▸ **Task description**: Set every entry down again exactly, omitting none.

_ _ _ _

PR #196, opened 2017-01-07
Add 3.2.0 package

marc1706:


michaelcullum:
More changes than this needed included config files

marc1706:
Config is already up to date. Only need to merge and update phpbb3-website

DavidIQ:
The .com specific config needs updating but not for this. I'll take care of that separately.

PR #201, opened 2017-01-15
Include constants during enabling

kasimi:
During enabling the ["autoload"](https://github.com/phpbb/customisation-db/blob/3.2.x/composer.json#L70) is not handled which is why the constants need to be included manually. This should fix the error reported here: https://www.phpbb.com/community/viewtopic.php?p=14613446#p14613446


VSEphpbb:
You are supposed to run composer before installing this extension.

_ _ _ _

▸ **Reply to the exercise**:
PR #196, opened 2017-01-07
Add 3.2.0 package

marc1706:


michaelcullum:
More changes than this needed included config files

marc1706:
Config is already up to date. Only need to merge and update phpbb3-website

DavidIQ:
The .com specific config needs updating but not for this. I'll take care of that separately.

PR #201, opened 2017-01-15
Include constants during enabling

kasimi:
During enabling the ["autoload"](https://github.com/phpbb/customisation-db/blob/3.2.x/composer.json#L70) is not handled which is why the constants need to be included manually. This should fix the error reported here: https://www.phpbb.com/community/viewtopic.php?p=14613446#p14613446


VSEphpbb:
You are supposed to run composer before installing this extension.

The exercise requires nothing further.